Saved data entries
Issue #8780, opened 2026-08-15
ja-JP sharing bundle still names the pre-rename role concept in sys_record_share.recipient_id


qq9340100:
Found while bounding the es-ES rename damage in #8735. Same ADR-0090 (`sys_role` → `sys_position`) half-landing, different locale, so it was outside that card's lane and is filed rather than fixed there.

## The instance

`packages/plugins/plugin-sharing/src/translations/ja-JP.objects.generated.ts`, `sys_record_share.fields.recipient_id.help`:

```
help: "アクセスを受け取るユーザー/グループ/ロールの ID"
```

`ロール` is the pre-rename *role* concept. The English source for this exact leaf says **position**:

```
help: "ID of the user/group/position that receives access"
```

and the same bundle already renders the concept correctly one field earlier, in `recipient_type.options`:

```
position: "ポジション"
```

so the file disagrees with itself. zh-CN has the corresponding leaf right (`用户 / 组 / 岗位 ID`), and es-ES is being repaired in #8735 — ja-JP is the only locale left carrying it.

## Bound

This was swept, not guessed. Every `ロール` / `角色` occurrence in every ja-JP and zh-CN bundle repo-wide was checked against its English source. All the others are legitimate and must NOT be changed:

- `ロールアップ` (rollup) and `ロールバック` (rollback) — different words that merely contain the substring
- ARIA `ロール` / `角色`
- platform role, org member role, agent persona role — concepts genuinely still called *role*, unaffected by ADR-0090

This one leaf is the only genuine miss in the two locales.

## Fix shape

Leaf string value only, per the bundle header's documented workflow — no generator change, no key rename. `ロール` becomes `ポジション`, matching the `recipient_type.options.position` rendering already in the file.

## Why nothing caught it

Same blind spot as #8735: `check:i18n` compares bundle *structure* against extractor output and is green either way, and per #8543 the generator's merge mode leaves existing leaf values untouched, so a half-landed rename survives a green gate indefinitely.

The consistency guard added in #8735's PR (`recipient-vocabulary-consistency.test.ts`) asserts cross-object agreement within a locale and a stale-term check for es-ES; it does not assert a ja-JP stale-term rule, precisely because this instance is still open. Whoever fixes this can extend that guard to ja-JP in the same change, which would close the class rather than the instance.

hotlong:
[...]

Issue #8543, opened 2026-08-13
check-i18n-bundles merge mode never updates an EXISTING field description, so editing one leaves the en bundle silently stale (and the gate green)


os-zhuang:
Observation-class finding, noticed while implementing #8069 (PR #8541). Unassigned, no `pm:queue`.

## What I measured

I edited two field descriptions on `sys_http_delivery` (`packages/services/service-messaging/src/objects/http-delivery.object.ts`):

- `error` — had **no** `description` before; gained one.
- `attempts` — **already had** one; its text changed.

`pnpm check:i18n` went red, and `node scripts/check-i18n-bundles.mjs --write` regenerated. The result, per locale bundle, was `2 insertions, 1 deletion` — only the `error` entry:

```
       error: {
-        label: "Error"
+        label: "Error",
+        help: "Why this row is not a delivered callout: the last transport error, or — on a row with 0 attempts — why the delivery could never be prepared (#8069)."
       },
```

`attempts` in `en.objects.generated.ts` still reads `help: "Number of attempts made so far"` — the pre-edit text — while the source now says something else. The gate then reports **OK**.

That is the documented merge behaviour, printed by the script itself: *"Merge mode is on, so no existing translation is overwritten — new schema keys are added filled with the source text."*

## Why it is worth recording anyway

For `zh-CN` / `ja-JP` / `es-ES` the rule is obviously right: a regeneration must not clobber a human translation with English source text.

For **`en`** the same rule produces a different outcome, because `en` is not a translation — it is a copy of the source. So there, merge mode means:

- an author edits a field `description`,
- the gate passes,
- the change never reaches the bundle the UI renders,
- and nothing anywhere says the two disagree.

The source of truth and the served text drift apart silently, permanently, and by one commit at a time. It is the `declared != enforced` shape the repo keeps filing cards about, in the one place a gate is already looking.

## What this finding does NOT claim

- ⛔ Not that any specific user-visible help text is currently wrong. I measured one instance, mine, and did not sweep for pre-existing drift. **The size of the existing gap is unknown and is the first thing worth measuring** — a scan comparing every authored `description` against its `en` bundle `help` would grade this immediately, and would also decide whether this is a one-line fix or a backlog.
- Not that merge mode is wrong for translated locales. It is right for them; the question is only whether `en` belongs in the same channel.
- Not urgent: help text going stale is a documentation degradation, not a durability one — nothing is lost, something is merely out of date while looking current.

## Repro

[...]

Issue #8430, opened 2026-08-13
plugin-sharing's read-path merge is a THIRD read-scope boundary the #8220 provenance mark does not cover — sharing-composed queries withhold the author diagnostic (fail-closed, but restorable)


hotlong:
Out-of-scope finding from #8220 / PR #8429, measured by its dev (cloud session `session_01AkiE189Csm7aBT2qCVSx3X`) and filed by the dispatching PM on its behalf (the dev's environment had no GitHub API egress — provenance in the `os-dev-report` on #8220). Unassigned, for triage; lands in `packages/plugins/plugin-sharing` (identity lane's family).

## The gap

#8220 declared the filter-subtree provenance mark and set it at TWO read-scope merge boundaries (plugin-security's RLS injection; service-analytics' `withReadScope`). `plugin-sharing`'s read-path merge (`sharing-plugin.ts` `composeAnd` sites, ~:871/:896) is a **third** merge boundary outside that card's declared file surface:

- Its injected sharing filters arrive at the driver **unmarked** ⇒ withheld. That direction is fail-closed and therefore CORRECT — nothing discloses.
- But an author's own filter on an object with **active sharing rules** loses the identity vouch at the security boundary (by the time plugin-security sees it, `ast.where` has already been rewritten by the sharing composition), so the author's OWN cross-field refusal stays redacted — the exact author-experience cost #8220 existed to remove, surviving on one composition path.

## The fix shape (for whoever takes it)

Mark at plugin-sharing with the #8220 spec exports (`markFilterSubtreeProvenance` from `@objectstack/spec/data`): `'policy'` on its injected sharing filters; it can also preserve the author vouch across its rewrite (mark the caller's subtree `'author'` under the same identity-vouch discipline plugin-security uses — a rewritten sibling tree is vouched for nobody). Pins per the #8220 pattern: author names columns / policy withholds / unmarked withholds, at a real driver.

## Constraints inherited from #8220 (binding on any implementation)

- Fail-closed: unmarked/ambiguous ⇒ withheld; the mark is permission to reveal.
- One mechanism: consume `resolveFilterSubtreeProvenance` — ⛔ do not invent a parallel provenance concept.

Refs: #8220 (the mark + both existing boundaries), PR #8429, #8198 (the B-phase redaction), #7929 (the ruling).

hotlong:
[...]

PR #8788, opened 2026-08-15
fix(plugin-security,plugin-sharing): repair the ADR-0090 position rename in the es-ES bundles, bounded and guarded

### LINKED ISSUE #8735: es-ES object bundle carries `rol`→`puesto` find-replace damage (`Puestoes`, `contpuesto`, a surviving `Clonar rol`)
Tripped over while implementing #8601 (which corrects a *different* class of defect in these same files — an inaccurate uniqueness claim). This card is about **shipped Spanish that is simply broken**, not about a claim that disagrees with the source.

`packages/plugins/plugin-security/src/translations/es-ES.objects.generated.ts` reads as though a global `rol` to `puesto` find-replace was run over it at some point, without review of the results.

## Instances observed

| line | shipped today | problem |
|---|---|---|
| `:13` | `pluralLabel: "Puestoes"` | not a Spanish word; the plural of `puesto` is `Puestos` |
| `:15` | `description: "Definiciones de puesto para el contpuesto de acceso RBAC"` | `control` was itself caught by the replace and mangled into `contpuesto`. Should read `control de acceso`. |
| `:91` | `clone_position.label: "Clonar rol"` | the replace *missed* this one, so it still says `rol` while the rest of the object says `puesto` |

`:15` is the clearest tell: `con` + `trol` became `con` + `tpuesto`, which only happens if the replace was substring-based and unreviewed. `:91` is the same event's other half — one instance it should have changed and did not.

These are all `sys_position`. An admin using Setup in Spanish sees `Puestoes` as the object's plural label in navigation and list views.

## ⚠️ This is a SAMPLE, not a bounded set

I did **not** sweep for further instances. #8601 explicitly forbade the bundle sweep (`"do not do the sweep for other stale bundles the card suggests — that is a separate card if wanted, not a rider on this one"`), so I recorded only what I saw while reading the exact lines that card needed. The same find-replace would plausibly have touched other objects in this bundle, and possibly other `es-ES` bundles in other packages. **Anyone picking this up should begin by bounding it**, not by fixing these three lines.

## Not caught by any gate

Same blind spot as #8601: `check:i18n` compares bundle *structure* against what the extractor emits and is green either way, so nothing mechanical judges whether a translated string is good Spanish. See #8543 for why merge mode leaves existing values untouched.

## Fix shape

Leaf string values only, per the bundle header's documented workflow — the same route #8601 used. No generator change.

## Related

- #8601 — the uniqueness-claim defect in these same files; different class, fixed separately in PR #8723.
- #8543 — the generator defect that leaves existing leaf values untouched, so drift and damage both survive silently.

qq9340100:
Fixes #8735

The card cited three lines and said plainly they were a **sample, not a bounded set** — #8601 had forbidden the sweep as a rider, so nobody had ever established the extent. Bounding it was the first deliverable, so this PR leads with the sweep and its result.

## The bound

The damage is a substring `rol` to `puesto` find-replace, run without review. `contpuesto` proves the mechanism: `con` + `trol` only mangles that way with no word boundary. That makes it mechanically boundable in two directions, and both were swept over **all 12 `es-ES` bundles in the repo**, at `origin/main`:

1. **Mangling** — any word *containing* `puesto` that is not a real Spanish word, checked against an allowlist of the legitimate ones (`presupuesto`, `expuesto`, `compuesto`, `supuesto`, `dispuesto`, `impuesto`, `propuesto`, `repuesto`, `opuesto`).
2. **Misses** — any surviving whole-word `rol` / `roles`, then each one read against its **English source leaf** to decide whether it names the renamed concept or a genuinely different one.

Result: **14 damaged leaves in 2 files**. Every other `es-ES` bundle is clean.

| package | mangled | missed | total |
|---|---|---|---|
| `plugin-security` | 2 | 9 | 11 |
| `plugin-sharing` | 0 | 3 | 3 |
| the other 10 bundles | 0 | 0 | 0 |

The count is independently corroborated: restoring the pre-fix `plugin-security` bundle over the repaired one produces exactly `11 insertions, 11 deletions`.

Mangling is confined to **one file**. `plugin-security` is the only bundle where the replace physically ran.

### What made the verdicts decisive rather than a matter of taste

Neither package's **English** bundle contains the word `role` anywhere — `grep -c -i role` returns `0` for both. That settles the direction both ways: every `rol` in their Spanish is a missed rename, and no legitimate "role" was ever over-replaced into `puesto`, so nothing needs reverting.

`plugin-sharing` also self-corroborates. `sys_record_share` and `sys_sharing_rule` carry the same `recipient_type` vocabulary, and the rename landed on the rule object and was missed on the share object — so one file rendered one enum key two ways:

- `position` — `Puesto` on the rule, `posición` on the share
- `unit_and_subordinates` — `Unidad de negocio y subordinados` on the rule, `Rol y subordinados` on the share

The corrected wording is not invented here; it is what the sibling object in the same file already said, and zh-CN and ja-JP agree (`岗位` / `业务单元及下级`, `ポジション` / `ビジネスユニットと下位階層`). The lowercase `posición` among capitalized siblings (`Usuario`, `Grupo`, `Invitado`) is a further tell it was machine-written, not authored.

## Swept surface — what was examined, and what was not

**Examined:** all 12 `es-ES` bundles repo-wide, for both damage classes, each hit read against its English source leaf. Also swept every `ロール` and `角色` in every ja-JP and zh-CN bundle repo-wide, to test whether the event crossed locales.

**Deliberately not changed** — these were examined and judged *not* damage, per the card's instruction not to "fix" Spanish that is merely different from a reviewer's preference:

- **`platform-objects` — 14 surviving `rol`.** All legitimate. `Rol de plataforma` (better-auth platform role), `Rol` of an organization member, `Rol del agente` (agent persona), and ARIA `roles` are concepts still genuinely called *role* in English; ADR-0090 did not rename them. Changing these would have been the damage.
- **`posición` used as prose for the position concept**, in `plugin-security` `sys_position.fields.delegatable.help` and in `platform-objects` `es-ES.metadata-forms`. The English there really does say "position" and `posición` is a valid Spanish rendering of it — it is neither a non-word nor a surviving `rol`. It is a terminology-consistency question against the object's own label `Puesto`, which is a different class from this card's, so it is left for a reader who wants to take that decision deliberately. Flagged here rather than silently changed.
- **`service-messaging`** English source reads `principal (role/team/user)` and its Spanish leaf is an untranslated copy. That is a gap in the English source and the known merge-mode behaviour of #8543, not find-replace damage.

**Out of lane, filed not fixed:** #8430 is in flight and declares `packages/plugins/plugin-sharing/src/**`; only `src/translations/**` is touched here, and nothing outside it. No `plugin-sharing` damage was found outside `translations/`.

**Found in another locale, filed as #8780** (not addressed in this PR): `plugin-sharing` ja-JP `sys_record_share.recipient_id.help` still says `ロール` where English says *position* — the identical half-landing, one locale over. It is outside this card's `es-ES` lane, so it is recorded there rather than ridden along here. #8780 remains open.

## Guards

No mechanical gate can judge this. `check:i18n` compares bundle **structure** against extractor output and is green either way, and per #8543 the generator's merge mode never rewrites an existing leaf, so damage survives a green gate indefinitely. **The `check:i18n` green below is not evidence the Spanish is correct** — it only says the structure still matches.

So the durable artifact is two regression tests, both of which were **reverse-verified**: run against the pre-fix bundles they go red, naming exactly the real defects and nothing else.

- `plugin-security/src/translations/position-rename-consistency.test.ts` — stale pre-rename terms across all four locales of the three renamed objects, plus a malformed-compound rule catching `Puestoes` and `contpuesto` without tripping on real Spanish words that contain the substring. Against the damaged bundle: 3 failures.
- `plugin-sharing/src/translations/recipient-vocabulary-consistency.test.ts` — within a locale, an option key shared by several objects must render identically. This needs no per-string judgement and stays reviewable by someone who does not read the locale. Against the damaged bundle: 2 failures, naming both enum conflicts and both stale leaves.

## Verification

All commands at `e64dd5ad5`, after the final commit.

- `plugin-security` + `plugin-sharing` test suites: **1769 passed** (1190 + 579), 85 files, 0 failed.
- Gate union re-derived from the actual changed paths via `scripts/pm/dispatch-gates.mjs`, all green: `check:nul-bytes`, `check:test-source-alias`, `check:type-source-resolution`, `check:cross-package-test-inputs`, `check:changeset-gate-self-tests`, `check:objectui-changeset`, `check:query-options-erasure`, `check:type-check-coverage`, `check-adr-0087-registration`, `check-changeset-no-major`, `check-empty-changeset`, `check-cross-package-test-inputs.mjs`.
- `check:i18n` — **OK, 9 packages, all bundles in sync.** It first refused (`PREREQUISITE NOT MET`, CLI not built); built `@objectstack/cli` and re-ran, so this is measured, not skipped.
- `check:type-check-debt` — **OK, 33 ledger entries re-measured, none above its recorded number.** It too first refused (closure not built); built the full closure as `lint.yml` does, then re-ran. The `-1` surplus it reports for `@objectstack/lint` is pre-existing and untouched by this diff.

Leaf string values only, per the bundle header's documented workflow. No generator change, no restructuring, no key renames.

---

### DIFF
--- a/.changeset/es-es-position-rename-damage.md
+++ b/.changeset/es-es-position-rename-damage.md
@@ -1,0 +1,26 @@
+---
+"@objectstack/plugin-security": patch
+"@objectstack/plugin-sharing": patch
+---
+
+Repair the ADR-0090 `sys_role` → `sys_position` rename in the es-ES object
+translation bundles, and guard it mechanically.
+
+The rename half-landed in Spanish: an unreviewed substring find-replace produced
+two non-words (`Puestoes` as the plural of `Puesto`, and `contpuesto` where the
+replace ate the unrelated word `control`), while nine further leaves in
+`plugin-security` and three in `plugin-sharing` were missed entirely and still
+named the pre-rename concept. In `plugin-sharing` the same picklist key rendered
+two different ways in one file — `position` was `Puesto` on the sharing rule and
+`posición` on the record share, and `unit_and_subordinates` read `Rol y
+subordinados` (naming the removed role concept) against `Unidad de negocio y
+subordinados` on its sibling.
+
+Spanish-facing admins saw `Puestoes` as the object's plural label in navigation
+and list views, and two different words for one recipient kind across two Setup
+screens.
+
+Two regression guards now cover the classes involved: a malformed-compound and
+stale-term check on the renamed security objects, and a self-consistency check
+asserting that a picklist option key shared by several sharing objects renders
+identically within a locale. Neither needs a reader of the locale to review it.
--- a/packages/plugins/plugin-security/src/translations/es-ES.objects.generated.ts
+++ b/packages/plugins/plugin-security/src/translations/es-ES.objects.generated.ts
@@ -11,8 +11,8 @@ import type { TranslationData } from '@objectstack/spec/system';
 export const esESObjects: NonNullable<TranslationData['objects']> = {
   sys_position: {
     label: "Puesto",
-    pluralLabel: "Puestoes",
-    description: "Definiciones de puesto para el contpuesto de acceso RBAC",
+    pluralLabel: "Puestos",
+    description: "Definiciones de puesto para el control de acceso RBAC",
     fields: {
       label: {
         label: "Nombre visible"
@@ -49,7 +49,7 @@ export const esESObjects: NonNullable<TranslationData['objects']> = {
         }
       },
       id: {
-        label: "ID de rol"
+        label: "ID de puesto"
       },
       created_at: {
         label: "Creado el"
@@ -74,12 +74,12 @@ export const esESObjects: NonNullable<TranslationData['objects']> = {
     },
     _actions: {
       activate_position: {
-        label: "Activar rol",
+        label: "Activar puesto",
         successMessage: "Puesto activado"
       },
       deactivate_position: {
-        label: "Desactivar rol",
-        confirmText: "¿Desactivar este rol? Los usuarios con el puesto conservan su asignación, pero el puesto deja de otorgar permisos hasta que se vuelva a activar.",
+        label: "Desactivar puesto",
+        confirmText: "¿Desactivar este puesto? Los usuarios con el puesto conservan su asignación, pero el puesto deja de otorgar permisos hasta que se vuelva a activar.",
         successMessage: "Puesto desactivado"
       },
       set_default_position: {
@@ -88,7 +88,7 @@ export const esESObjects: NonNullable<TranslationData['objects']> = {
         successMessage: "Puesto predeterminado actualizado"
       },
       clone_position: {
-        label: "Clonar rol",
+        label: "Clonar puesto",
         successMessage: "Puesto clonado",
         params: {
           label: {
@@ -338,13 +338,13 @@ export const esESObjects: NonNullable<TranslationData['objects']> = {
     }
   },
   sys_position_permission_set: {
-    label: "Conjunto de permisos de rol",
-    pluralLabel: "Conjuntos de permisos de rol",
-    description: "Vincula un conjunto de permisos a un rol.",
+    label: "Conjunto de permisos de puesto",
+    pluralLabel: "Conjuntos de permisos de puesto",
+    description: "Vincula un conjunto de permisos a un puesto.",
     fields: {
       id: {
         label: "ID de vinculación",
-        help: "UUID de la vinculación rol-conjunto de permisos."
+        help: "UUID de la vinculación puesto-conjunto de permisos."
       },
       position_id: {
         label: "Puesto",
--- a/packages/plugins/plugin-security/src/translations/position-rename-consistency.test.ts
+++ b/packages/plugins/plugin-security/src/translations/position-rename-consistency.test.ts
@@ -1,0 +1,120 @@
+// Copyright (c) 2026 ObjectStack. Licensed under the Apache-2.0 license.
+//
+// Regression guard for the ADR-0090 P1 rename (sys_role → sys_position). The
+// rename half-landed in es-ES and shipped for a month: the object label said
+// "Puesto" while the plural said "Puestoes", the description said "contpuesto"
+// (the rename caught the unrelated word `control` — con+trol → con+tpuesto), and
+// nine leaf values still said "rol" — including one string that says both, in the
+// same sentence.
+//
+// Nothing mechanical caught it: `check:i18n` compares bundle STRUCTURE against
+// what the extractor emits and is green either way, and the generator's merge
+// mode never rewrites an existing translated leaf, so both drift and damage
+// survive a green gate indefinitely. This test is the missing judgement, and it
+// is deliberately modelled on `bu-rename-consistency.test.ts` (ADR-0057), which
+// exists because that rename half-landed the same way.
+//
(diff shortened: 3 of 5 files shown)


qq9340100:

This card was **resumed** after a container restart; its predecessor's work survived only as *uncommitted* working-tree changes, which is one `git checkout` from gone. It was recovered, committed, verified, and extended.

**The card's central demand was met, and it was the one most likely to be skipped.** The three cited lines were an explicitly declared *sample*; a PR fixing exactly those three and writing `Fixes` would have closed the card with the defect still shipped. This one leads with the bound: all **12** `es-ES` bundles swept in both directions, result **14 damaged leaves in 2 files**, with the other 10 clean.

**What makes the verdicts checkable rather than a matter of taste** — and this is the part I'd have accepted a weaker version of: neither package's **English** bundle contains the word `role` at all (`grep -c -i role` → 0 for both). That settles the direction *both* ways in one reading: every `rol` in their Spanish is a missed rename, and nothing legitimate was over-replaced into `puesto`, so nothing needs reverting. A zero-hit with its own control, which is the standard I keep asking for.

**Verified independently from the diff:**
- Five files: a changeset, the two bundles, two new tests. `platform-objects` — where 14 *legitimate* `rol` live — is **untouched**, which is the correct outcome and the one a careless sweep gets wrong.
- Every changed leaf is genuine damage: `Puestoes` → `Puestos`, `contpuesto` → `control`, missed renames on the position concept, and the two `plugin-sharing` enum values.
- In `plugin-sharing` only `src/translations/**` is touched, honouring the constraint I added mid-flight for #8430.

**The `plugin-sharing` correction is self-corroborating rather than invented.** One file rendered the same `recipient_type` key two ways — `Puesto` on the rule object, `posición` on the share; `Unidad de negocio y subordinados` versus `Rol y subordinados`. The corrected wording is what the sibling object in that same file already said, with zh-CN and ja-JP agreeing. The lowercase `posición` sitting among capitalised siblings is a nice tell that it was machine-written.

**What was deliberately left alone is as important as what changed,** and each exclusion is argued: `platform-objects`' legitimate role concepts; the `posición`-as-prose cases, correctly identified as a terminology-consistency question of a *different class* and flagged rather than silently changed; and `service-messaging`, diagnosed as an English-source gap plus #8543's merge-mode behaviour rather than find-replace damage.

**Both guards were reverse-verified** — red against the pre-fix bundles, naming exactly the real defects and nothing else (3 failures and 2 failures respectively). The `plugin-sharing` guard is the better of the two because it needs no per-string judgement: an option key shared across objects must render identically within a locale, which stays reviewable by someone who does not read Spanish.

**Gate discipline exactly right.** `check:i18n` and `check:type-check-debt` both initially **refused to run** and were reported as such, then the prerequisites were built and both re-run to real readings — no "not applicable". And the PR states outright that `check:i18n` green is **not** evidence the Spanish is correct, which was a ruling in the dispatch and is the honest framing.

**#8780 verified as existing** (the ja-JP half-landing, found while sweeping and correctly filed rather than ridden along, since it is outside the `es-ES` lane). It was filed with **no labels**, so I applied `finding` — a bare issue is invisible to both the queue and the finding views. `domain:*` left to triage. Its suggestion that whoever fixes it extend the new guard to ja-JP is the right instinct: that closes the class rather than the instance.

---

Work required: For each line above that contains the word "successMessage", make a copy.

Solution to this task:
         successMessage: "Puesto activado"
         successMessage: "Puesto desactivado"
         successMessage: "Puesto predeterminado actualizado"
         successMessage: "Puesto clonado",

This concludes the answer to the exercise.